# Looking for car workshop equipment



## Callahan (Apr 22, 2011)

Hi,

I am looking for a shop in Dubai to buy some car workshop equipment.
Actually I am looking for mobile car ramps to use it in my carport to lift either
the front or the rear of my car to do some work around it.
Any ideas?

C


----------



## Confiture (Jan 9, 2011)

Dragonmart could be worth a try?


----------



## Callahan (Apr 22, 2011)

Yes, I thought about that... all chinese steel works


----------



## jackhones (Jan 12, 2012)

Try Golden Tool next to BMW on Sheikh Zayed Road.


----------



## INFAMOUS (Apr 19, 2011)

Yellow Hat in Time Square.
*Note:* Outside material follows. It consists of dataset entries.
PR #2064, opened 2015-06-14
Wei/nuget v3 support release

ChengTian:
@loudej  @davidfowl  @muratg  @yishaigalatzer 

Same changes as https://github.com/aspnet/dnx/pull/2058. Changing target branch to release.

### DIFF
--- a/src/Microsoft.Framework.PackageManager/Restore/NuGet/HttpSource.cs
+++ b/src/Microsoft.Framework.PackageManager/Restore/NuGet/HttpSource.cs
@@ -34,7 +34,7 @@ namespace Microsoft.Framework.PackageManager.Restore.NuGet
             string password,
             Reports reports)
         {
-            _baseUri = baseUri + (baseUri.EndsWith("/") ? "" : "/");
+            _baseUri = baseUri + ((baseUri.EndsWith("/") || baseUri.EndsWith("index.json")) ? "" : "/");
             _userName = userName;
             _password = password;
             _reports = reports;
@@ -88,8 +88,16 @@ namespace Microsoft.Framework.PackageManager.Restore.NuGet
             }
         }
 
+        public string BaseUri
+        {
+            get
+            {
+                return _baseUri;
+            }
+        }
+
         internal async Task<HttpSourceResult> GetAsync(string uri, string cacheKey, TimeSpan cacheAgeLimit,
-            Action<Stream> ensureValidContents)
+            Action<Stream> ensureValidContents = null, bool throwNotFound = true)
         {
             Stopwatch sw = new Stopwatch();
             sw.Start();
@@ -101,7 +109,7 @@ namespace Microsoft.Framework.PackageManager.Restore.NuGet
                 return result;
             }
 
-            _reports.Quiet.WriteLine(string.Format("  {0} {1}.", "GET".Yellow(), uri));
+            _reports.Quiet.WriteLine(string.Format("  {0} {1}", "GET".Yellow(), uri));
 
             var request = new HttpRequestMessage(HttpMethod.Get, uri);
             if (_userName != null)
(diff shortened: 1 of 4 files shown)


src/Microsoft.Framework.PackageManager/Restore/NuGet/HttpSource.cs
```diff
@@ -131,13 +139,20 @@ internal class HttpSource
 
                 using (var response = await _client.SendAsync(request, HttpCompletionOption.ResponseHeadersRead))
                 {
+                    if (!throwNotFound && response.StatusCode == HttpStatusCode.NotFound)
```
davidfowl: Why is this special?

ChengTian: For v3 feed, FindPackagesById() becomes constructing the URI by ourselves and check whether the URI points to a JSON. A 404 page means the packages is not on this feed.

src/Microsoft.Framework.PackageManager/Restore/NuGet/NuGetv3Feed.cs
```diff
@@ -0,0 +1,298 @@
...
+
+        internal static bool DetectNuGetV3(HttpSource httpSource, out Uri packageBaseAddress)
+        {
+            try
+            {
+                var result = httpSource.GetAsync(httpSource.BaseUri, "index_json", TimeSpan.FromHours(6)).Result;
+                using (var reader = new StreamReader(result.Stream))
+                {
+                    var content = reader.ReadToEnd();
+                    var indexJson = JObject.Parse(content);
```
JamesNK: You could load the JObject directly from the StreamReader and avoid allocating the string. You're already doing this on line 141.

src/Microsoft.Framework.PackageManager/Restore/NuGet/HttpSource.cs
davidfowl: Meaning you don't want to fail and retry right?

ChengTian: Think about this scenario:
You have two feeds in NuGet.config: FeedA and FeedB
100 packages your app needs are only available on FeedA and 1 package your app needs is only available on FeedB.
Do we want to fail and retry the 100 packages on FeedB even they are not there?

src/Microsoft.Framework.PackageManager/Restore/NuGet/NuGetv3Feed.cs
ChengTian: Thanks. Fixed.

src/Microsoft.Framework.PackageManager/Restore/NuGet/HttpSource.cs
davidfowl: Sure, I was confirming not pushing back.

src/Microsoft.Framework.PackageManager/Restore/NuGet/NuGetv3Feed.cs
```diff
@@ -0,0 +1,297 @@
...
+        public PackageInfo BuildModel(string id, string version)
+        {
+            return new PackageInfo
+            {
+                // If 'Id' element exist, use its value as accurate package Id
+                // Otherwise, use the value of 'title' if it exist
+                // Use the given Id as final fallback if all elements above don't exist
+                Id = id,
+                Version = SemanticVersion.Parse(version),
+                ContentUri = _baseUri + id.ToLowerInvariant() + "/" + version.ToLowerInvariant() + "/" + id.ToLowerInvariant() + "." + version.ToLowerInvariant() + ".nupkg",
```
davidfowl: We to ToLowerInvariant on both id and version twice.

src/Microsoft.Framework.PackageManager/Restore/NuGet/NuGetv3Feed.cs
```diff
@@ -0,0 +1,297 @@
...
+            };
+        }
+
+        public async Task<Stream> OpenNuspecStreamAsync(PackageInfo package)
+        {
+            return await PackageUtilities.OpenNuspecStreamFromNupkgAsync(package, OpenNupkgStreamAsync, _reports.Information);
```
davidfowl: Why is this opening the nupkg stream?

src/Microsoft.Framework.PackageManager/Restore/NuGet/NuGetv3Feed.cs
ChengTian: fixing

src/Microsoft.Framework.PackageManager/Restore/NuGet/NuGetv3Feed.cs
ChengTian: The method `OpenNuspecStreamFromNupkgAsync` will use `OpenNupkgStreamAsync` to open a nupkg stream and find out the nuspec entry and open a stream to that entry.

davidfowl: That's not right for the V3 feed. The Nuspec is downloadable without getting the nupkg.

ChengTian: Sorry we didn't know that. But current approach is not incorrect, it still works. Moreover,  seeking the nuspec entry in nupkg stream is faster than sending a separate nuspec download request.

ChengTian:
Got sign-off from @davidfowl

PR #2072, opened 2015-06-16
Eable loading of an app domain manager from a stream

moozzyk:
Needed to be able to redirect to a different runtime for servicing purposes.

### DIFF
--- a/src/dnx.clr/HostAssemblyStore.cpp
+++ b/src/dnx.clr/HostAssemblyStore.cpp
@@ -1,0 +1,103 @@
+#include "stdafx.h"
+#include "HostAssemblyStore.h"
+#include "FileStream.h"
+#include "ComObject.h"
+#include <string>
+
+const wchar_t* AppDomainManagerAssemblyName = L"dnx.clr.managed, Version=1.0.0.0, Culture=neutral, PublicKeyToken=adb9793829ddae60, ProcessorArchitecture=MSIL";
+
+namespace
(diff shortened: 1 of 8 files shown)


moozzyk:
/cc @davidfowl @lodejard 

@jkotas - I would appreciate if you could also take a look at this

moozzyk:
@blowdart - this will need security review

src/dnx.clr/HostAssemblyStore.cpp
```diff
@@ -0,0 +1,103 @@
+#include "stdafx.h"
+#include "HostAssemblyStore.h"
+#include "FileStream.h"
+#include "ComObject.h"
+#include <string>
+
+const wchar_t* AppDomainManagerTypeName = L"dnx.clr.managed, Version=1.0.0.0, Culture=neutral, PublicKeyToken=adb9793829ddae60, ProcessorArchitecture=MSIL";
```
moozzyk: `AppDomainManagerTypeName` :arrow_right: `AppDomainManagerAssemblyName`

moozzyk:
:watch:

jkotas:
The implementation looks fine to me.

You should watch out for unexpected issues ... HostAssemblyManager is a corner case feature that was build and tested for very specific scenario. It is used it a new mode here that it was not used before.

moozzyk:
Thanks @jkotas!

PR #2076, opened 2015-06-16
Fx prefix should be stripped when LibraryRange is created

troydai:
@anurse @davidfowl @Eilon @muratg 
/cc @bricelam 

The issue is found by EF when `dnu list -a` failed in their build when targeting `net46`.

The issue is that when a `LibraryRange` is created from a framework assembly library, the loaded assembly name given has the `fx/` prefix. Also when a `LibraryRange` is created from `Library` the prefix is not stripped.

This should be checked in beta5 since it does breaks users.


anurse:
:shipit:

You may also find some things you are looking for at Ace Hardware but go to the one in Festival City as it is much larger!


----------



## Callahan (Apr 22, 2011)

jackhones said:


> Try Golden Tool next to BMW on Sheikh Zayed Road.


Thanks for this one...Have been there today...very nice and although I do not know any other garage tool shops in Dubai, this one is very good. Ok, no Hazet, Facom or Snap On tools but ok...

If anybody knows where to get SNAP ON tools in Dubai, please let me know..


----------